Open Screen Project aims to put Flash everywhere

By Kay Smoljak

Today Adobe announced the Open Screen Project which aims to bring the Flash player to as many different devices as possible.

Cutting through the jargon on the press release, the most significant points are that Adobe are removing restrictions on usage of the Flash and Flash video specifications (SWF, FLV, and F4V), publishing the device porting layer APIs, and removing the licensing fees for the next major version of the Flash Player and AIR for devices. Which means that developers will now be able to port Flash to any device, and distribute and deploy it for free. Additionally, the Flash Cast and AMF data transfer protocols will be published.

While Flash Player has long been an almost ubiquitous platform for desktop PCs, this new move aims to do the same for phones and portable devices. Ryan Stewart and Dave McAllister from Adobe have both written blog posts on the announcement.

Essentially, the Flash player is now about as open as it can possibly be without being open source. It’s an interesting move by Adobe, and I’m sure many will be watching to see what comes out of it.

  • Matt

    How about (64bit) Linux in the first place? C’mon Adobe …

  • n0other

    That’s really great news, more future phones will now be able to have flash support. For example, UIQ3 based symbian phones don’t have a flash player yet, and as the developers said, getting flash there is not a technical obstacle, but more a legal one. Glad to see this obstacle being removed.

  • MouseAT

    This is excellent news, and means we should actually have some 64bit flash players available soon. A big thumbs-up to Adobe for doing the right thing.

  • wwb_99

    Translation: Adobe realized they needed to beat the mobile version of Silverlight to market.

  • “Flash in the morning, Flash in the evening, Flash at supper time! When you can have on a bagel, you can have Flash at anytime!”

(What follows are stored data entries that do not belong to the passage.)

Issue #576, opened 2024-05-30
The JSON for SSVC "options" splits out keys into individual records


jayjacobs:
The schema (with example in `data/schema_examples/Computed-CVE-2014-0751-Coordinator.json`) is being leveraged by CISA for Vulnrichment and creates some unfriendly JSON. 

I opened [issue #40 on vulnrichment](https://github.com/cisagov/vulnrichment/issues/40) to talk about it and they suggested they are just following this schema. 

Long story short, by specifying each key:value pair in it's own object under `options`, it is flattened (by tools) to be unique records, when all of those key:value pairs represent a single object.  (see issue 40 in vulnrichment)

It also does not make sense to have the `options` specified as an array if it is a single object tied to the single `computed` field in the same record. 

Fixed example: 
```
{
    "role": "Coordinator",
    "id": "CVE-2014-0751",
    "version": "2.0.3",
    "computed": "SSVCv2/E:A/V:S/T:T/P:M/B:A/M:M/D:A/2021-09-29T15:29:44Z/",
    "timestamp": "2021-09-29T15:29:44Z",
    "options": {
	"Exploitation": "active",
	"Automatable": "no",
	"Technical Impact": "total",
	"Mission Prevalence": "Minimal",
	"Public Well-being Impact": "Material",
	"Mission & Well-being": "medium"
    },
    "$schema": "https://democert.org/ssvc/SSVC_Computed_v2.0.3.schema.json",
    "decision_tree_url": "https://democert.org/ssvc/CISA-Coordinator-v2.0.3.json"
}
```

sei-vsarvepalli:
Hello Jay,

Thanks for your feedback. I believe the intent in options being an array was for it to be an ordered list, the Decisions Points in schema are considered ordered. This makes it possible to arrange the Decision Point bundles and embed them both in a Computed schema as well the full Decision Tree schema.  There was some discussion related to this earlier that may be relevant 

https://github.com/CERTCC/SSVC/issues/403 
https://github.com/CERTCC/SSVC/discussions/290

Some related information from JSON Schema discussions Google Group

https://groups.google.com/g/json-schema/c/rgkxYocPSVg

jayjacobs:
First, I do not understand the need for these to be an ordered list. The "decision tree" in SSVC is simply for visualizing. The ordering of variables will never change the outcome. But that discussion is not what this issue is about. 

[...]

PR #586, opened 2024-06-25
Make schema available via data/ folder for certcc.github.io

sei-vsarvepalli:
Some small changes in preparation of creation and automation of schema url's and removal of CSS helper view.


ahouseholder (approved):
I'm approving this given that it's necessary to proceed with the effort on #576. 

However, we _might_ want to consider whether softlinking all of `/data` from `/docs/data` is the right approach. I think it's probably okay, but we might come across a reason to be more restrictive than that in the future. (E.g., maybe only linking `/data/schema/` to `/docs/data/schema/`) But I don't have a strong enough argument against it to change that right now.

PR #587, opened 2024-06-25
Merge main --> publish

ahouseholder:
Catch publish up with main so that #586 is live


sei-vsarvepalli (approved):
Some files are superfluous here, like Dockerfile, but perhaps irrelevant. Just capturing for my notes really in the future.

Issue #454, opened 2024-02-09
Consider versioning Outcomes like Decision Points


ahouseholder:
Expanding on:

- #289
- #388 
- #445 

It seems like we should consider versioning Outcome sets as well. This seems like a relatively easy thing to clone from what we did in #350 and #368 for decision points.

j---:
Do outcome sets follow the same versioning rules as decision points, or as decision point groups? I guess outcomes are analogous to decision points and outcome sets are analogous to decision point groups?

ahouseholder:
See also #745

ahouseholder:
Resolved by #791

PR #588, opened 2024-06-25
Feature/issue 576

### LINKED ISSUE #576: The JSON for SSVC "options" splits out keys into individual records

sei-vsarvepalli:
This is a major change in Schemas to resolve #576  and try to create new schemas that can be processed by third parties efficiently. This requires some changes to [vulnrichment](https://github.com/cisagov/vulnrichment)  project with ADP exports. Our schema has been updated, but there are external dependencies.

https://github.com/cisagov/vulnrichment/issues/40

There is a new option in the schema called `outcome` which is optional and can be used represent the comprehensive outcomes of the current Decision Tree. This can provide outcomes of the full decision tree, just like the outcomes from a decision point, so the next consumer can use this values to restrict outputs from the decision tree.

The JavaScript code also has been updated. This requires a bit of thorough review as there may be other dependencies that are impacted by this schema comprehesnive update.  Currently there is a version number in the Computed Schema, but that should be managed before parsers are written to read Computed schema when used alongside of ADP or other data providers.

@j---  may need to help coordinate with CISA developers to ensure the new schema is adopted by CISA developers.


data/schema_examples/Computed-CVE-2014-0751-Coordinator.json
```diff
@@ -1,29 +1,17 @@
...
+    "options": 	{
+	    "Exploitation": ["active"],
+	    "Automatable": ["no"],
+	    "Technical Impact": ["total"],
+	    "Mission Prevalence": ["Minimal"],
+	    "Public Well-being Impact": ["Material"],
+	    "Mission & Well-being": ["medium"]
+    },
+    "outcomes": ["Act"],
     "decision_tree_url": "https://democert.org/ssvc/CISA-Coordinator-v2.0.3.json"
```
ahouseholder, line 16: See previous comment about removing CISA tree

data/schema/SSVC_Computed.schema.json
ahouseholder, line 1: General comment on the Computed Schema: is there a way for us to have the computed schema directly draw on the `Decision_Point.schema.json` or possibly the `Decision_Point_Group.schema.json`? I'll elaborate my thinking in a comment on the PR.

ahouseholder:
Following up on [this comment](https://github.com/CERTCC/SSVC/pull/588#discussion_r1655428766) and expanding on [this comment](https://github.com/CERTCC/SSVC/issues/576#issuecomment-2189231325) from #576:

It seems like we need the list of chosen items to include more specificity about what decision point they're drawn from. I was thinking something like:

```json
{
  "decision_points": [
    {
      "namespace": "ssvc",
      "name": "Exploitation",
      "version": "1.0.0",
      "key": "E",
      "values": [ "None" ]
    },
    {
      "namespace": "ssvc",
      "name": "Automatable",
      "version": "2.0.0",
      "key": "A",
      "values": [ "Yes" ]
    }
  ]
}
```

Which shares the `namespace`, `name`, `version`, `key`, and `values` properties from the DP schema but only includes the `name`(s) of the chosen `values`. (Note that `description` is present in the DP schema but omitted in the example, as I don't think it's necessary in this case, we're not defining the decision point with this record we're just downselecting from the available options. Since each decision point has a namespace, a name, and a version, it seems important to fully identify them though.

In the current Computed example we have

```json
{
"Exploitation": "active"
},
{
  "Automatable": "no"
}
```

which is now underspecified since there can be different versions of _Exploitation_ and _Automatable_.

data/schema/SSVC_Computed.schema.json
sei-vsarvepalli: Yeh - Computed Schema should tie to a Decision Point Group Schema, so the plan was to hav ea pedigree like version tracking

Decision Points (multiple)  => Decision Point Group (Set selected and a combined versioned) => Provisioned Schema (DP's ordered and versioned) => Computed Schema (tied to Provision version )

This may need a short discussion, I can see it is not clear in the Schema docs, it should be more explicit that DP_Group is tied to a Provisioned schema with a specific version.

sei-vsarvepalli:
> Following up on [this comment](https://github.com/CERTCC/SSVC/pull/588#discussion_r1655428766) and expanding on [this comment](https://github.com/CERTCC/SSVC/issues/576#issuecomment-2189231325) from #576:
> 
> It seems like we need the list of chosen items to include more specificity about what decision point they're drawn from. I was thinking something like:
> 
> ```json
> {
>   "decision_points": [
>     {
>       "namespace": "ssvc",
>       "name": "Exploitation",
>       "version": "1.0.0",
>       "key": "E",
>       "values": [ "None" ]
>     },
>     {
>       "namespace": "ssvc",
>       "name": "Automatable",
>       "version": "2.0.0",
>       "key": "A",
>       "values": [ "Yes" ]
>     }
>   ]
> }
> ```
> 
> Which shares the `namespace`, `name`, `version`, `key`, and `values` properties from the DP schema but only includes the `name`(s) of the chosen `values`. Note that `description` is present in the DP schema but omitted in the example, as I don't think it's necessary in this case, we're not defining the decision point with this record we're just downselecting from the available options. Since each decision point has a namespace, a name, and a version, it seems important to fully identify them though.
> 
> In the current Computed example we have
> 
> ```json
> {
> "Exploitation": "active"
> },
> {
>   "Automatable": "no"
> }
> ```
> 
> which is now underspecified since there can be different versions of _Exploitation_ and _Automatable_.

Optionally the full Decision Tree ordered with outcomes (compliant to `Provisioned` schema) can be embedded to show all the information. In the compressed form, the chained version pedigree will be the way to be clear about what DP's are being used.

sei-vsarvepalli:
Some more issues to be concerned about 

- Depends on  #454 
- Outcome groups should be a schema perhaps ? #589 
- Small bug src/ssvc/policy_generator.py PolicyGenerator sample fix AUTOMATABLE_1 to be AUTOMATABLE_2 #590 
- Should Policy have a schema that consumes Outcome Groups and should it be versioned? #591 #592 
- Provision schema is essentially a full Policy, which is a full Decision Tree. If Policy is versioned, there is no concern about versioning this distinctly, if not this may also need versioning 
- Computed schema is essentially to communicate an evaluated instance of a Policy for a specific vulnerability or group of vulnerabilities. It should also be versioned and can optionally include the full Policy.
- All schemas should have a version as well to ensure any new JSON schema - may also need distinct $id fields and folder/locations in url.

sei-vsarvepalli:
The example 
https://github.com/CERTCC/SSVC/blob/7d5aadf71fec2f388f483d50856ab5384a665c8f/data/schema_examples/Decision_Point_Group_Selection.json
 does not have an identifier such as a CVE or VU# or GHSA etc. This needs to be discussed further too..

ahouseholder:
I think we've already addressed the base issue #576 sufficiently, and the other issues in this PR were split up (see comments above). So I'm closing this PR as unmerged. Smaller chunks of it might still be relevant to future PRs of course.

PR #597, opened 2024-07-09
Update mkdocs.yml

ahouseholder:
Remove link to polyfill.io 
See https://github.com/squidfunk/mkdocs-material/issues/7295
and https://censys.com/july-2-polyfill-io-supply-chain-attack-digging-into-the-web-of-compromised-domains/


sei-vsarvepalli (approved):
yes.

    …I’m not so sure this is a good thing…

  • duggum

    Matt said: “How about (64bit) Linux in the first place? C’mon Adobe …”

    The way I read the announcement, anyone will be free to make their own Flash player now. Relying on Adobe to get with the program on a 64-bit Linux player might not be necessary any more.


  • Does this mean IE can finally get rid of that annoying click-to-click-to-start “feature”??


  • Regular User

    Just what we need: more Flash – aaargh!